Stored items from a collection
PR #658, opened 2019-08-02
Report custom context to github

Itxaka:
Use github-pr to report a combination of delivery mechanism +
caasp version to github in order to allow different jobs to run and
report back.

This allows us to run a combination of params for the same PR and
have easy forced checks for different paths, like airship+caasp3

## [Exercise]
Each record should be transcribed exactly as it was written.

## [Response]
PR #658, opened 2019-08-02
Report custom context to github

Itxaka:
Use github-pr to report a combination of delivery mechanism +
caasp version to github in order to allow different jobs to run and
report back.

This allows us to run a combination of params for the same PR and
have easy forced checks for different paths, like airship+caasp3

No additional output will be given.